Journal of Science in Sport and Exercise volume 5pages 62–69 (2023)Cite this article

Abstract

Purpose

The objective of this study was to investigate the effect of 4 weeks of strength training with beta-alanine supplementation on anaerobic power and carnosine level in boxer players.

Methods

Eighteen male boxer players participated in this study, randomly divided into two homogeneous groups (strength training + beta-alanine and strength training + placebo groups). The study design was double-blind, parallel, and placebo-controlled. An anaerobic Wingate test was performed by athletes before and after the intervention period (4 weeks). Participants received 0.3 g/kg of body mass of the supplement (maltodextrin or beta-alanine) per day during the intervention.
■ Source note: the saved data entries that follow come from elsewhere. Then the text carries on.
PR #1333, opened 2022-05-10
Fix random garbage at edges of glyph rendering

check-switch-26:
Bugfix - regression bug caused by commit 61b7310

In some cases, glyphs render with thin garbage lines at edges.  This is caused by uninitialized adjacent regions in the glyph cache bitmap.

Fixed by doubling glyph border to two pixels, while using a one-pixel border for rendering.

### DIFF
--- a/addons/ttf/ttf.c
+++ b/addons/ttf/ttf.c
@@ -334,8 +334,8 @@ static unsigned char *alloc_glyph_region(ALLEGRO_TTF_FONT_DATA *data,
 
    /* Copy a displaced pointer for the glyph. */
    return (unsigned char *)data->page_lr->data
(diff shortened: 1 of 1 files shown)


beoran:
Would it not be better to let alloc_glyph_region clear the bitmap in stead?

check-switch-26:
> Would it not be better to let alloc_glyph_region clear the bitmap in stead?

`alloc_glyph_region()` as originally written locks (and clears) only the region of the bitmap that will be used to save the new glyph.  I have tried to keep my changes as minimal as possible so as to keep the intent clear and to not disrupt any original design decisions.

There likely are some opportunities for optimization in the `ttf.c` module, but I'm not sure how aggressively that should be pursued.

SiegeLord:
Thanks!

Issue #555, opened 2016-01-09
al_mangled_main linking issues with bundles


SiegeLord:
See https://www.allegro.cc/forums/reply/615967

peterhull90:
My thoughts (taken from the thread linked above...)

Configuring CMake on OS X gives this warning:
~~~~
CMake Warning (dev):
  Policy CMP0042 is not set: MACOSX_RPATH is enabled by default.  Run "cmake
  --help-policy CMP0042" for policy details.  Use the cmake_policy command to
  set the policy and suppress this warning.

  MACOSX_RPATH is not specified for the following targets:

   allegro
   allegro_acodec
   allegro_audio
   allegro_color
   allegro_dialog
   allegro_font
   allegro_image
   allegro_main
   allegro_memfile
   allegro_physfs
   allegro_primitives
   allegro_ttf
   allegro_video
~~~~

Using @rpath with these libraries should make it possible to use them in bundles just by copying them to the Frameworks subdirectory,

except `allegro_main` - if this can be made into a static library it will be able to link to `_al_mangled_main` in the user's code even after symbol stripping.

peterhull90:
Further to this - the rpath stuff is already covered in #532. CMake never works the way I expect it to.

trentg:
One thing I'm seeing as I try this is homebrew is naming libraries like liballegro.5.1.dylib as symlinks to liballegro5.1.12.dylib and so on... once these go into a Framework, the libraries that depend on liballegro.5.1.dylib (example, don't remember if this is one of the actual dependencies) are going to fail because in the .app/Contents/Frameworks there is only liballegro.5.1.12.dylib...

I'm sure it's possible to get this to work using install_name_tool. However, after 30 minutes of changing names I still have a lot left to change. I suggest looking at otool -l and otool -L output of libs and executables. With the example given on allegro.cc, there's a ton of missing links.

On OS X, you have to build libraries a certain way if you want to use them in bundles. Then they won't work right standalone. CMake has things like BUILD_WITH_INSTALL_RPATH and  INSTALL_RPATH that help with this. I set the former to on and the latter to "@executable_path/" (you could add ../Frameworks) when I build dynamic libraries. Then, when they're linked to everything is already set to go. I don't know how you'd do it with homebrew though.

SiegeLord:
Would things be better if we generated frameworks instead of dylibs?

fatcerberus:
[...]

PR #1334, opened 2022-05-11
Don't use -flat_namespace in LINK_FLAGS on macOS

danielnachun:
In Homebrew we have started auditing for the usage of flat namespaces in shared libraries, and have found that they are being used in the libraries built by Allegro 5.  The usage of flat namespaces is considered deprecated in modern versions of macOS (https://developer.apple.com/forums//thread/689991), and it can lead to symbol conflicts if a dynamically linked binary ends up linking to Allegro and another library with identically named symbols.  

These flags were added in 2008 in https://github.com/liballeg/allegro5/commit/646aa94fc52640e79864cb471eff8535d02fd719 and have probably remained as a historical artifact.  On modern macOS systems the proper flag should be `-undefined dynamic_lookup` instead, and Allegro builds successfully with these changes in Homebrew CI: https://github.com/Homebrew/homebrew-core/pull/101176.

### DIFF
--- a/cmake/Common.cmake
+++ b/cmake/Common.cmake
@@ -158,7 +158,7 @@ function(add_our_library target framework_name sources extra_flags link_with)
     if(MACOSX)
         set_target_properties(${target}
             PROPERTIES
-            LINK_FLAGS "-flat_namespace -undefined suppress"
+            LINK_FLAGS "-undefined dynamic_lookup"
             )
     endif(MACOSX)
 


beoran:
Thanks for the contribution. This seems to be ok, but does it also work for the monolith build?

danielnachun:
I tested the build with `-DWANT_MONOLITH=ON` added and it successfully builds the monolith library.  I also confirmed that the small test program we use links to the monolith library and executes successfully.  So I think the monolith build is good to go.

pedro-w:
I'd be happy to see this merged - assuming #555 is no longer a problem

danielnachun:
I believe this PR may also fix https://github.com/liballeg/allegro5/issues/555, as I encountered that exact error when I tried to just delete the extra `LINK_FLAGS` entirely instead of replacing `-flat_namespace -undefined suppress` with `-undefined dynamic_lookup`.  If you look at the error posted there further down:
```
dlopen(libs/lib1-opengl/libOpenGL.so, 8): Symbol not found: __al_mangled_main
Referenced from: /nfs/zfs-student-6/users/tmack/.brew/opt/allegro/lib/liballegro_main.5.2.dylib
Expected in: flat namespace
in /nfs/zfs-student-6/users/tmack/.brew/opt/allegro/lib/liballegro_main.5.2.dylib
```
it appears to be a result of incorrectly using the flat namespace rather than the two-level namespace and telling the linker to ignore missing symbols rather than searching for them dynamically.

beoran:
If the monolith is also ok then we can probably merge this.

SiegeLord:
Looks good. Thanks for the change!

PR #1507, opened 2023-11-14
Android joystick: add trigger buttons

alemart:
This adds the trigger buttons to the Android joystick. They are mapped as two analog sticks with a single axis each, just like in the Windows XInput driver.

This complements #1483.


SiegeLord:
This is great, thanks! Merged as https://github.com/liballeg/allegro5/commit/22cd69ad897dcdd6d9224e9d4a2e58ce6a0f2016.

Issue #1510, opened 2023-11-17
Timer thread hangs when system clock changes


connorjclark:
If you advance your clock a bunch (to simulate user computer sleeping -> resuming), `timer_thread_proc` will get a huge time delta, and try to process every tick. This has bad results for the application's timer functions.

https://github.com/liballeg/allegro5/blob/master/src/timernu.c#L96-L105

Participants were also evaluated for anaerobic power, serum level of carnosine, and blood lactate before and after 4 weeks.

Results

Average power in both groups was significantly increased compared with pre-intervention, but fatigue index was significantly decreased only after beta-alanine supplementation; however, there were no significant differences with either average power or fatigue index between the beta-alanine and placebo groups. There was no significant difference in the interaction between the groups and time, as well as no significant difference between groups for lactic acid. Carnosine level in both groups was significantly increased compared with pre-intervention. When changes in serum carnosine for the two groups were examined, statistical analysis showed a significant difference between the beta-alanine and placebo groups.

Conclusion

Four weeks of strength training accompanied by beta-alanine supplementation had a likely beneficial effect on boxer players' anaerobic performance and carnosine level.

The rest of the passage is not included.